NEBRASKA Movie Review – Sean’s Take
“Have a drink with your old man. Be somebody!” If there’s a single moment in Alexander Payne‘s Nebraska that perfectly captures the essence of clarity for David Grant, it would be this one. The moment of solitude that follows, speaks volumes about the parallels that David shares with his father without uttering a single word. Will Forte brings a strongly believable quality to David and through his demeanor, which we see a man who is slightly damaged but gaining a wide-eyed perspective towards life. It is David’s empathetic nature that balances his father’s ornery disposition and his enlightenment is fore-shadowed long before joining his father’s dubious hunt for fortune, as his frustrated girlfriend encourages him to “Do something!” before leaving the home they once shared together.

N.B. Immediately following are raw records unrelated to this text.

PR #1467, opened 2026-08-05
CLOUDP-407997: Fix signature publishing

josvazg:
# Summary

Signatures are computer at build time and need to be copied over both at promotion and at final publish time. This PR ensures that behavior.

## Proof of Work

CI

## Checklist

### DIFF
--- a/ci/internal/release/registry.go
+++ b/ci/internal/release/registry.go
@@ -50,6 +50,16 @@ type cRegistry struct {
 	insecure bool
 }
 
+// signatureTagFor returns the cosign "simple signing" sibling tag name for an
+// image digest: the digest with ":" replaced by "-", plus a ".sig" suffix.
+// This is cosign's default tag-based signature storage scheme, used when
+// COSIGN_REPOSITORY points at the image's own repository (see
+// scripts/release/build/image_signing.py) rather than the OCI 1.1 referrers
+// API.
+func signatureTagFor(digest v1.Hash) string {
+	return strings.ReplaceAll(digest.String(), ":", "-") + ".sig"
+}
+
 func (t *cRegistry) CopyWithTags(srcRef string, dstRepo string, tags []string) error {
 	src, err := name.ParseReference(srcRef, t.nameOpts()...)
 	if err != nil {
@@ -88,6 +98,44 @@ func (t *cRegistry) CopyWithTags(srcRef string, dstRepo string, tags []string) e
 				return fmt.Errorf("write image %s: %w", tag, err)
 			}
 		}
+	}
+	if err := t.copySignature(src, desc.Digest, dstRepo); err != nil {
+		return fmt.Errorf("copy signature for %s: %w", srcRef, err)
+	}
+	return nil
+}
+
+// copySignature copies the cosign signature sibling tag (if the source image
+// was signed) from src's repository to dstRepo, under the same
+// digest-derived tag name (see signatureTagFor). The signature tag encodes
+// the image's digest, so one copy covers every tag CopyWithTags applied to
+// that same digest (e.g. both :{version} and :latest). If the source has no
+// signature tag (the image wasn't signed — signing is optional per image,
+// see build_info.json's per-image "sign" field), this is a silent no-op.
+func (t *cRegistry) copySignature(src name.Reference, digest v1.Hash, dstRepo string) error {
+	sigTag := signatureTagFor(digest)
+
+	srcSigRef := src.Context().Tag(sigTag)
+	sigDesc, err := remote.Get(srcSigRef, remote.WithAuthFromKeychain(authn.DefaultKeychain))
+	if err != nil {
+		var terr *transport.Error
+		if errors.As(err, &terr) && terr.StatusCode == http.StatusNotFound {
+			return nil
+		}
+		return fmt.Errorf("get signature %s: %w", srcSigRef, err)
+	}
+
+	sigImg, err := sigDesc.Image()
+	if err != nil {
+		return fmt.Errorf("read signature image %s: %w", srcSigRef, err)
+	}
+
+	dstSigRef, err := name.NewTag(fmt.Sprintf("%s/%s:%s", t.host, dstRepo, sigTag), t.nameOpts()...)
+	if err != nil {
+		return fmt.Errorf("parse signature target tag %s: %w", sigTag, err)
+	}
+	if err := remote.Write(dstSigRef, sigImg, remote.WithAuthFromKeychain(authn.DefaultKeychain)); err != nil {
+		return fmt.Errorf("write signature %s: %w", sigTag, err)
 	}
 	return nil
 }
--- a/ci/internal/release/registry.go
+++ b/ci/internal/release/registry.go
@@ -50,12 +50,6 @@ type cRegistry struct {
 	insecure bool
 }
 
-// signatureTagFor returns the cosign "simple signing" sibling tag name for an
-// image digest: the digest with ":" replaced by "-", plus a ".sig" suffix.
-// This is cosign's default tag-based signature storage scheme, used when
-// COSIGN_REPOSITORY points at the image's own repository (see
-// scripts/release/build/image_signing.py) rather than the OCI 1.1 referrers
-// API.
 func signatureTagFor(digest v1.Hash) string {
 	return strings.ReplaceAll(digest.String(), ":", "-") + ".sig"
 }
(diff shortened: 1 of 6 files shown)


ci/internal/release/registry.go
```diff
@@ -50,6 +50,16 @@ type cRegistry struct {
 	insecure bool
 }
 
+// signatureTagFor returns the cosign "simple signing" sibling tag name for an
```
MaciejKaras: nit: lets reduce the AI comment size or completely remove it. For this small method it's just overkill

ci/internal/release/registry.go
```diff
@@ -89,6 +99,44 @@ func (t *cRegistry) CopyWithTags(srcRef string, dstRepo string, tags []string) e
...
+}
+
+// copySignature copies the cosign signature sibling tag (if the source image
+// was signed) from src's repository to dstRepo, under the same
+// digest-derived tag name (see signatureTagFor). The signature tag encodes
+// the image's digest, so one copy covers every tag CopyWithTags applied to
+// that same digest (e.g. both :{version} and :latest). If the source has no
+// signature tag (the image wasn't signed — signing is optional per image,
+// see build_info.json's per-image "sign" field), this is a silent no-op.
+func (t *cRegistry) copySignature(src name.Reference, digest v1.Hash, dstRepo string) error {
```
MaciejKaras, line 141: nit: similar issue with comment lenght

ci/internal/release/registry.go
```diff
@@ -89,6 +99,44 @@ func (t *cRegistry) CopyWithTags(srcRef string, dstRepo string, tags []string) e
 			}
 		}
 	}
+	if err := t.copySignature(src, desc.Digest, dstRepo); err != nil {
+		return fmt.Errorf("copy signature for %s: %w", srcRef, err)
```
MaciejKaras: nit: probably it should be:
>copy signature **failed** for %s: %w

MaciejKaras (approved):
LGTM, added minor comments

m1kola:
@josvazg our images are multi-arch. Do we only care about signing the index (what we do now) or do we also need to recursively sign each image for each arch in the index?

josvazg:
> @josvazg our images are multi-arch. Do we only care about signing the index (what we do now) or do we also need to recursively sign each image for each arch in the index?

That is a good question. I would avoid having a user trying to check the index or an arch image signature and filing just because one or the other hash is not bound to a signature. So I would probably default too sign everything.

josvazg:
Still will double check if that is actually required

josvazg:
I made signing recursive to raw images as well, and the signature cloning is also recursive now.

scripts/release/build/image_signing.py
```diff
@@ -202,6 +202,7 @@ def sign_image(repository: str, tag: str) -> None:
         f"--use-signing-config=false",
         f"--new-bundle-format=false",
         f"--tlog-upload=false",
+        "--recursive",
```
m1kola, line 205: Do we need to also update `verify_signature` to be recursive?

https://github.com/mongodb/mongodb-kubernetes/blob/4d7e41d78b474bbcbe361a8e94a923eb811f3776/scripts/release/build/image_signing.py#L248

ci/internal/release/registry.go
```diff
@@ -85,10 +89,55 @@ func (t *cRegistry) CopyWithTags(srcRef string, dstRepo string, tags []string) e
...
+func (t *cRegistry) copySignature(src name.Reference, digest v1.Hash, dstRepo string) error {
+	sigTag := signatureTagFor(digest)
+
+	srcSigRef := src.Context().Tag(sigTag)
+	sigDesc, err := remote.Get(srcSigRef, remote.WithAuthFromKeychain(authn.DefaultKeychain))
+	if err != nil {
+		var terr *transport.Error
+		if errors.As(err, &terr) && terr.StatusCode == http.StatusNotFound {
+			return nil
+		}
```
m1kola, line 151: q: Could you explain this? Why we silently ignore the error?

ci/internal/release/registry.go
```diff
@@ -85,10 +89,55 @@ func (t *cRegistry) CopyWithTags(srcRef string, dstRepo string, tags []string) e
 			}
 		} else {
 			if err := remote.Write(dst, img, remote.WithAuthFromKeychain(authn.DefaultKeychain)); err != nil {
-				return fmt.Errorf("write image %s: %w", tag, err)
+				return fmt.Errorf("failed to write image %s: %w", tag, err)
```
m1kola, line 97: Nit: This reads better, but now inconsistent with other error messages.

ci/internal/release/registry.go
```diff
@@ -50,6 +50,10 @@ type cRegistry struct {
 	insecure bool
 }
 
+func signatureTagFor(digest v1.Hash) string {
+	return strings.ReplaceAll(digest.String(), ":", "-") + ".sig"
+}
+
 func (t *cRegistry) CopyWithTags(srcRef string, dstRepo string, tags []string) error {
```
m1kola, line 62: So we do `copySignature` for a digest. And promote and publish both run `CopyWithTags` twice (version tag and latest tag).

So if I understand correctly every image gets signature copied 4 times during the release process? Is it intended?

https://github.com/mongodb/mongodb-kubernetes/blob/4d7e41d78b474bbcbe361a8e94a923eb811f3776/ci/internal/release/promote.go#L106-L111

https://github.com/mongodb/mongodb-kubernetes/blob/4d7e41d78b474bbcbe361a8e94a923eb811f3776/ci/internal/release/publish.go#L98-L103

Bruce Dern gives his career-best performance as David’s father Woody, who comes across simultaneously cantankerous and endearing. Woody is determined to travel 750 miles on foot from Billings Montana to Lincoln Nebraska in anticipation of claiming his million-dollar sweepstakes until fate intervenes and his custody is turned over to his mildly embarrassed son. As Woody’s sailor mouthed wife Kate (June Squibb) and his other son Ross (Bob Odenkirk) attempt to help Woody see reason to no avail, David steps in to take advantage of the opportunity to indulge his father’s fantasy a little longer and perhaps realize his own odyssey in form of a family reunion in Hawthorne, Nebraska. As family members and old acquaintances ostensibly claim Woody’s debt to them, it indirectly develops a tighter family unit and a deeper connection with David and his father.
Phedon Papamichael‘s black and white cinematography adds an archetypal layer to Alexander Payne’s contextual framing of poetic landscapes. Payne’s canvas is faithful to life as the voyeurism of human behavior induces an equal balance of heartbreak and laughter. Thanks to the deadpan humor in Bob Nelson’s ingenuous screenplay, Nebraska offers inventive storytelling and Payne’s personal touches to the story underlines Bruce Dern’s touching performance. There’s a wonderful subtlety that’s present in Nebraska that subconsciously enters our minds, such as the discussion of the empty room in the old Grant family home and it’s these little nuggets that ensure this moving experience will remain in our hearts for many years to come.